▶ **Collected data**
.....

PR #923, opened 2020-01-10
Detect incorrect use of assumed-type dummy arguments

### LINKED ISSUE #915: CHECK fails on call to Fortran::semantics::GetExpr

tskeith:
Assumed-type dummy arguments can only be used as actual arguments. If
they are used in other contexts it is an error. Change argument analysis
to handle these differently depending on the context. `allowAssumedType`
is set when the argument can be assumed-type. These expressions now all
get `typedExpr` set to `nullopt`.

Change `AnalyzeSectionSubscripts` to analyze all of the subscripts
even if one has an error. This ensures they all get analyzed expressions
(or `nullopt` in case of error).

Fix a bug analyzing `BoundsRemapping`: the lower bound was analyzed
twice and the upper bound not at all.

These change mean that `typedExpr` is set in all known cases.
Fixes #915.

### DIFF
--- a/lib/semantics/expression.cc
+++ b/lib/semantics/expression.cc
@@ -130,9 +130,11 @@ common::IfNoLvalue<MaybeExpr, WRAPPED> TypedWrapper(
 
 class ArgumentAnalyzer {
 public:
-  explicit ArgumentAnalyzer(ExpressionAnalyzer &context) : context_{context} {}
-  ArgumentAnalyzer(ExpressionAnalyzer &context, parser::CharBlock source)
-    : context_{context}, source_{source} {}
+  explicit ArgumentAnalyzer(ExpressionAnalyzer &context)
+    : context_{context}, allowAssumedType_{false} {}
+  ArgumentAnalyzer(ExpressionAnalyzer &context, parser::CharBlock source,
+      bool allowAssumedType = false)
+    : context_{context}, source_{source}, allowAssumedType_{allowAssumedType} {}
   bool fatalErrors() const { return fatalErrors_; }
   ActualArguments &&GetActuals() {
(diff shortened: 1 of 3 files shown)


lib/semantics/expression.cc
```diff
@@ -134,6 +134,7 @@ class ArgumentAnalyzer {
   ArgumentAnalyzer(ExpressionAnalyzer &context, parser::CharBlock source)
     : context_{context}, source_{source} {}
   bool fatalErrors() const { return fatalErrors_; }
+  void set_allowAssumedType(bool x = true) { allowAssumedType_ = x; }
```
klausler: This flag appears to be only set after construction in the two cases of function and subroutine references, and never cleared, so it could be specified with an additional Boolean argument to the second constructor, and also made a `const` data member.

tskeith: OK, good idea.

.....

▶ **What to produce**
In the records above, some lines may contain the word "parser"; copy every one of them.

▶ **Answer section**
-  ArgumentAnalyzer(ExpressionAnalyzer &context, parser::CharBlock source)
+  ArgumentAnalyzer(ExpressionAnalyzer &context, parser::CharBlock source,
   ArgumentAnalyzer(ExpressionAnalyzer &context, parser::CharBlock source)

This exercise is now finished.